田澄不在的那一周,也不是故意躲着宗寒雲。
他回去找了這具身體的父母,交代了自己喜歡同性的事。
他以後要和宗寒雲在一起,總要将他的麻煩事處理乾淨。
免得以後他們會來給兩人找不痛快。
田父田母起初很是震驚,但看着這個不算熟悉的孩子,他們最終也選擇了妥協。
田母是愧疚,田父是覺得大女兒已經定居國外,能繼承他事業的只有田澄。
真把人逼得和他們斷絕關系,他大半輩子的努力就打水漂了。
他只對田澄提出了一個條件。
進公司歷練,為以後接手公司做準備。
田澄對此沒什麽意見。
他自然能直接脫離田家,靠他自己也能讓老婆過上衣食無憂的日子。
可他現在還沒追到老婆呢,哪有時間去創業。
直接接手公司要快得多。
不過這也要占用不少時間。
田澄最後和田父商量好,每周一至周四會去公司,其他時間由他自己支配。
田澄只告訴宗寒雲,他要去公司上班,沒有告訴他自己和家裏出櫃的事情,怕他內疚。
宗寒雲除了因為不能每天看到田澄有些失望外,還挺為他高興的。
他那天留在家裏吃飯時,田母一直在給他夾菜。
“多吃點,學校的飯哪有家裏的好。

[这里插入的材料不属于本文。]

PR #18435, opened 2024-10-17
Shape inference: check that atan2 inputs are float or complex.

sergachev:


bchetioui (approved):

sergachev:
Added a fix for triton_support_test.

xla/service/gpu/fusions/triton/triton_support_test.cc
```diff
@@ -737,7 +745,10 @@ using ReductionComputationTest =
 // computation and in regular HLO. See triton_support.cc for more details.
 TEST_P(ReductionComputationTest, DifferentBinaryOps) {
   auto [data_type, opcode, cc] = GetParam();
-  bool dtype_is_complex = data_type == C64 || data_type == C128;
+  if (opcode == HloOpcode::kAtan2 &&
```
bchetioui, line 748: Same comment as in the `cbrt` PR, this check should be done in `DoesOpSupportType` (and same for the above filter)!

bchetioui (changes requested):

”
“這個紅燒肉是你爸特意讓阿姨做的,說你小時候最愛吃。”
“湯多喝點,補身體。”
田澄低着頭,一一吃完。
吃到一半,田母突然說:“小澄,你說你喜歡男生,是現在有男朋友了嗎,方不方便帶回來給我們見見?”
田澄筷子頓了頓。
田母看着他,有些無措的說道:“要是不方便就算了。”
“不是,我還沒追到人,等以後有機會,會帶回來的。”
田母點點頭,沒再多問。
田父在旁邊喝着湯,像是什麽都沒聽見。
之後田澄準備回學校時。
田母送他到門口,突然拉住他。
“小澄。”
田澄回頭等她說完。
田母看着他,眼眶有點紅,但嘴角是彎的。
“媽只希望你能幸福,不管你選什麽樣的人,過什麽樣的日子,只要你幸福,媽就開心。”
田澄站在原地,看着田母,最後只是點了點頭。
“嗯。”
之後,田澄和宗寒雲兩人各忙各的。
誰回來得早,就會在樓下等着,等第二個人回來再一起上樓。
這天宗寒雲在樓下等時,田澄提着一個盒子走了過來。
宗寒雲接過來,打開一看,是一雙新的運動鞋。
“送我的?”
田澄點頭。
宗寒雲低頭看了看自己腳上的鞋。
穿了兩年多了,鞋底都磨破了,但他一直舍不得換。
宗寒雲張了張嘴,不知道該說什麽。“多少錢?”
田澄搖搖頭:“不要錢。”
宗寒雲抿唇,将盒子遞回去:“我不能要。”
田澄沒接,又推了回去:“我媽買的,買小了。”
宗寒雲看看田澄,又低頭看着那雙鞋,嶄新的,白色,是他喜歡的款式。